I am getting confused over the distinction between categorical and continuous variables.
I know that a categorical variable "is a variable that can take on one of a limited, and usually fixed, number of possible values. Still, I am having trouble distinguishing some of these variables".

If I understand correctly the answers given here, non numerical data cannot be continuous, but are some numerical variables categorical?

For instance, one of the variables is "number of days during which have done something". This variable has many possible outputs (from number of days = 1 to 10,000). The number of possible values is limited, yet very big.
Is it a categorical or a continuous variable?

Best Answer

There is, as far as I know, no taxonomy of variables that captures all the contrasts that might be important for some theoretical or practical purpose, even for statistics alone. If such a taxonomy existed, it would probably be too complicated to be widely acceptable.

It is best to focus on examples rather than give numerous definitions. Number of days is a counted variable. It qualifies as discrete rather than continuous, and it is possible that the discreteness is important, particularly if most values are small. Some statistical people might want to insist that only models that apply to discrete variables should be used for such a variable.

At the same time, it is often the case that models and methods treat such a variable as approximately continuous. Population size is a yet more obvious example. Human populations can be in billions and many procedures effectively treat such variables as continuous, regardless of the familiar fact that people are individuals.

In contrast, a variable such as temperature is in principle continuous, but as a matter of convention temperatures may only be reported to the nearest degree or tenth of a degree, so the number of possible values may be rather small in practice.

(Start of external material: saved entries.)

Issue #1874, opened 2020-09-22
Byte Array sent through Variables(graphql .net client library) receive invalid_value


eyaldar:
## Description

Hi, 

I'm trying to create an InputObjectGraphType/ObjectGraphType with a property of byte array.
I'm using Json .NET for serialization.
I'm trying to receive a byte array property to my server query field resolver but it fails with INVALID_VALUE
I'd appreciate your help in understanding what am i doing wrong
Thanks a lot in advance!

### Steps to reproduce

I have this basic setup:
```
   public class BytesHolder
    {
        public byte[] Bytes { get; set; }
    }
```

```
   public class OutputBytesType : ObjectGraphType<BytesHolder>
    {
        public OutputBytesType()
        {
            Field(x => x.Bytes);
        }
    }
```

```
    public class InputBytesType : InputObjectGraphType<BytesHolder>
    {
        public InputBytesType()
        {
            Field(x => x.Bytes);
        }
    }
```

```
   public class DemoQuery : ObjectGraphType
    {
        public DemoQuery()
        {
            Field<OutputBytesType>(
                "bytes",
                arguments: new QueryArguments(new QueryArgument<InputBytesType> { Name = "bytesObject" }),
                resolve: context => 
                {
                    var bytesObject = context.GetArgument<BytesHolder>("bytesObject");
                    return bytesObject;
                }
            );
        }
    }
```

I'm sending this request through a console application client
```
            var bytesRequest = new GraphQLRequest
            {
                Query = @"
                query BytesRequest($bytesHolder: InputBytesType) {
                    bytes(bytesObject: $bytesHolder) {
                        bytes
                    }
                }",
                Variables = new
                {
                    bytesHolder = new BytesHolder
                    {
                        Bytes = new byte[] { 1, 2, 3, 4 }
                    }
                }
            };

            var graphQLResponse = await graphQLClient.SendQueryAsync<BytesHolder>(bytesRequest);
```

Upon receiving the request, the server fails to parse the request (it gets to this line:
```            
Register<string, byte>(value => byte.Parse(value, NumberFormatInfo.InvariantInfo));
```
instead of this line:
```
Register<string, byte[]>(value => Convert.FromBase64String(value)); // such a built-in conversion for string->byte[] seems useful
```

### Expected result

The server should succeed in parsing the byte array property.

### Actual result

The server fails with INVALID_VALUE due to miscalculation in the value converter

### Environment

[...]

PR #2273, opened 2021-02-10
Add test for #1874

sungam3r:


Shane32:
So it looks like bug #1874 was fixed with the updated variable parsing code?

src/GraphQL.Tests/Bugs/Bug1874.cs
```diff
@@ -0,0 +1,67 @@
+using GraphQL.SystemTextJson;
+using GraphQL.Types;
+using Xunit;
+
+namespace GraphQL.Tests.Bugs
+{
+    public class Bug11874 : QueryTestBase<Bug11874Schema>
```
Shane32, line 7: Issue1874 ?  Or at least Bug1874 ?

src/GraphQL.Tests/Bugs/Bug1874.cs
```diff
@@ -0,0 +1,67 @@
...
+
+    public class Bug11874Schema : Schema
+    {
+        public Bug11874Schema()
+        {
+            Query = new DemoQuery();
+        }
+    }
+
+    public class DemoQuery : ObjectGraphType
```
Shane32, line 31: Bug1874Query

src/GraphQL.Tests/Bugs/Bug1874.cs
```diff
@@ -0,0 +1,67 @@
...
+                resolve: context =>
+                {
+                    var bytesObject = context.GetArgument<BytesHolder>("bytesObject");
+                    return bytesObject;
+                }
+            );
+        }
+    }
+
+    public class BytesHolder
```
Shane32, line 47: Bug1874BytesHolder

src/GraphQL.Tests/Bugs/Bug1874.cs
```diff
@@ -0,0 +1,67 @@
...
+    {
+        public byte[] Bytes { get; set; }
+    }
+
+    public class OutputBytesType : ObjectGraphType<BytesHolder>
```
Shane32, line 52: etc (since all these classes are in the same namespace as all the rest of the bugs)

src/GraphQL.Tests/Bugs/Bug1874.cs
Shane32: Or maybe these classes can be moved inside Bug1874Schema

src/GraphQL.Tests/Bugs/Bug1874.cs
sungam3r: oops, fixed

src/GraphQL.Tests/Bugs/Bug1874.cs
sungam3r: done

sungam3r:
> So it looks like bug #1874 was fixed with the updated variable parsing code?

Nope, just misuse.

Shane32 (approved):

Shane32:
> > So it looks like bug #1874 was fixed with the updated variable parsing code?
> 
> Nope, just misuse.

So it works on the master branch also?

sungam3r:
Well, yes... but after fixing `InputBytesType` type in query text to `Bug1874InputBytesType`

Shane32:
Knowing how badly the variable parsing was coded before, it's amazing any variables were able to be parsed.

PR #2274, opened 2021-02-10
Demo: Base64 conversion of byte arrays

Shane32:
@sungam3r we can merge this, or not.  Just wanted to check that this worked the way I thought it did.


sungam3r:
Why not?

sungam3r (approved):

This does not usually worry anyone; it would certainly be perverse to call such a variable categorical. There are some contexts in which the discreteness of reported temperature is important: in reading mercury thermometers by eye and guessing at the last digit, people show idiosyncratic preferences for or against certain digits of the ten possibilities 0 to 9.

Also, what do we do with categories? Answer: we count them. We count males, females; unemployed, employed, retired, students; whatever. So, often we are modelling category counts.

In short, discrete counts are a common kind of variable, as well as continuous and categorical variables.